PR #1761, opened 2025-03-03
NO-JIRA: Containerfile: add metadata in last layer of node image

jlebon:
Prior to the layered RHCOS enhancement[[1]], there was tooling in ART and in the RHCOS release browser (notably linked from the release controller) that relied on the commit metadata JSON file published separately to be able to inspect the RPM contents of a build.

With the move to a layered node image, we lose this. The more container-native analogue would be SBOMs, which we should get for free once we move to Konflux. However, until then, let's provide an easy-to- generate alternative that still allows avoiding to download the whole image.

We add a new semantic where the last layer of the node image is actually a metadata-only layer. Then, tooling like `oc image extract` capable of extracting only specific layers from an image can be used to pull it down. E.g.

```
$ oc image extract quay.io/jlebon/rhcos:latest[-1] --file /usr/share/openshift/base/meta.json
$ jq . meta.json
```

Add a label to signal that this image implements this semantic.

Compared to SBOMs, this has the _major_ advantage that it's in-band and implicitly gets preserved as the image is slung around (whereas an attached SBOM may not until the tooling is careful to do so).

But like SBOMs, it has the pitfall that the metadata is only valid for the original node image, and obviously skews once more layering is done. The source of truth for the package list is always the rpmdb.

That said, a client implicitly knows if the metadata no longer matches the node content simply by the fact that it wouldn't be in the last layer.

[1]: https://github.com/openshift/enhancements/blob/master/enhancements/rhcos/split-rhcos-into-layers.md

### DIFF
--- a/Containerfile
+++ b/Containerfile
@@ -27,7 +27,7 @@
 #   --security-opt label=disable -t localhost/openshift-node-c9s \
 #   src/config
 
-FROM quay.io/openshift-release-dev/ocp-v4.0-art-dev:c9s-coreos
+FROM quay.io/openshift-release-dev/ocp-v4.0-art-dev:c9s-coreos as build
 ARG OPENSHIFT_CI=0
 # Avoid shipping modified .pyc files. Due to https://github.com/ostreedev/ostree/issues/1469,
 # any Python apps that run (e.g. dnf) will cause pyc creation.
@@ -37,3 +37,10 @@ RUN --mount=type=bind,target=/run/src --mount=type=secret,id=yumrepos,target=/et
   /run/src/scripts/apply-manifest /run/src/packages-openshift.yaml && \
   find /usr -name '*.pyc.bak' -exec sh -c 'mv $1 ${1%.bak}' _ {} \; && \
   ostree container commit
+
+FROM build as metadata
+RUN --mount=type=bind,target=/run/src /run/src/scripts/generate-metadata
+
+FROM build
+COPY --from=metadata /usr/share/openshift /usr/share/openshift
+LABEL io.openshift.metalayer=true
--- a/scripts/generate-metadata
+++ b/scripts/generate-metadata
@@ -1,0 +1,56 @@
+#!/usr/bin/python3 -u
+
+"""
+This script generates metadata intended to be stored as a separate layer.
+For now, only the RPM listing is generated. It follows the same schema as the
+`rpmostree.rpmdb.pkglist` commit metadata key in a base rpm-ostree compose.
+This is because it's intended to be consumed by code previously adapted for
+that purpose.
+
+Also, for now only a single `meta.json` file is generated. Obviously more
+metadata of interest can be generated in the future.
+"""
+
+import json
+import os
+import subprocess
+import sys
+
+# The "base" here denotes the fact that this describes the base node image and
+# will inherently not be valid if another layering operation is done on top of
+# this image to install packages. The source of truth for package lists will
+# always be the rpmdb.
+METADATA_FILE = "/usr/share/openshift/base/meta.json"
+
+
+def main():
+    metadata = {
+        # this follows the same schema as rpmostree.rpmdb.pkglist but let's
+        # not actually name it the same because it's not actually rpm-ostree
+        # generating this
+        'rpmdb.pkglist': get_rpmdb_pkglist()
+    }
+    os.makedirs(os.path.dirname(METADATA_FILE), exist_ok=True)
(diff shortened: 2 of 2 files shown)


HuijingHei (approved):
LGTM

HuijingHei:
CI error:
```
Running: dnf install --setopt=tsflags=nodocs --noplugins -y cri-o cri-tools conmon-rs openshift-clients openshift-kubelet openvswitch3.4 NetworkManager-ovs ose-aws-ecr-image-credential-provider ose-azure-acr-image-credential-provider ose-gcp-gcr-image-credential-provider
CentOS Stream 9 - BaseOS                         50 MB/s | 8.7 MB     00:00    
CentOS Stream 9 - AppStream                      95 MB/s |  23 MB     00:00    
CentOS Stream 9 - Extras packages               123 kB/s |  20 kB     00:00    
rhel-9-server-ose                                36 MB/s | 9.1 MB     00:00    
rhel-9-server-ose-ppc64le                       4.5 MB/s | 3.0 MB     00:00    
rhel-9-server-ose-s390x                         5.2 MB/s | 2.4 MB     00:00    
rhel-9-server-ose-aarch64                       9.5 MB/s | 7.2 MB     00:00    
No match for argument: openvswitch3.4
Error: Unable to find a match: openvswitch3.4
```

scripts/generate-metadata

◆ ◆ ◆ ◆

• **Work required**
Pick out every line above that contains the word "pkglist" and copy it.

• **Expected answer**
+`rpmostree.rpmdb.pkglist` commit metadata key in a base rpm-ostree compose.
+        # this follows the same schema as rpmostree.rpmdb.pkglist but let's
+        'rpmdb.pkglist': get_rpmdb_pkglist()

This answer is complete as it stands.